_Work instructions_
Write out every line below that contains "Benjen".

(Beginning of Records provided)

PR #1632, opened 2017-12-06
Clarify second Mag kill to resolve only when first was not saved

DukeTax:
Have already seen this go wrong a couple of times, so a reminder seems appriopriate.

mag_screen

### DIFF
--- a/server/game/cards/08.1-TAK/MagTheMighty.js
+++ b/server/game/cards/08.1-TAK/MagTheMighty.js
@@ -15,6 +15,7 @@ class MagTheMighty extends DrawCard {
 
                 //TODO Technically should only trigger when the first kill was not saved
                 this.game.promptForSelect(context.event.challenge.loser, {
+                    activePromptTitle: 'Select a character (only when first kill was not saved)',
                     cardCondition: card => card.location === 'play area' && card.controller === context.event.challenge.loser && card.getType() === 'character',
                     source: this,
                     onSelect: (player, card) => this.onCardSelected(player, card)


zacchiro:
Shouldn't we simply avoid prompting if the first kill was saved, rather than this messaging workaround?

ystros:
To re-litigate around the current implementation for Mag - like most other actions, kill is not an immediate kill, so the player will be prompted with normal interrupts / reactions. So by the time it reaches the code that generates the prompt (which simply queues the prompt into the pipeline after the "kill" step, not immediately prompts), the kill has not resolved.

You could get around this by queuing a simple step, checking the card's location in the step and then only prompting if it is now in the dead pile. Except that isn't correct either - in the case of Benjen, Davos, or Spears of the Merling King, the kill was not cancelled but the character isn't in the dead pile. What you need to actually do is check that the previous kill event wasn't cancelled (not possible to do currently).

In general, I'd rather be consistent here (always prompt and rely on player action) than introduce subtle bugs (automate for 98% of cases but leave player's heads scratching the 2% of times it doesn't work). Which is why it was implemented this way for now w/ the TODO. The fact that Benjen is a prime target for the kind of deck that may use Mag makes it even more likely players would run into such a bug.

(End of Records provided)

_Task solution_
You could get around this by queuing a simple step, checking the card's location in the step and then only prompting if it is now in the dead pile. Except that isn't correct either - in the case of Benjen, Davos, or Spears of the Merling King, the kill was not cancelled but the character isn't in the dead pile. What you need to actually do is check that the previous kill event wasn't cancelled (not possible to do currently).
In general, I'd rather be consistent here (always prompt and rely on player action) than introduce subtle bugs (automate for 98% of cases but leave player's heads scratching the 2% of times it doesn't work). Which is why it was implemented this way for now w/ the TODO. The fact that Benjen is a prime target for the kind of deck that may use Mag makes it even more likely players would run into such a bug.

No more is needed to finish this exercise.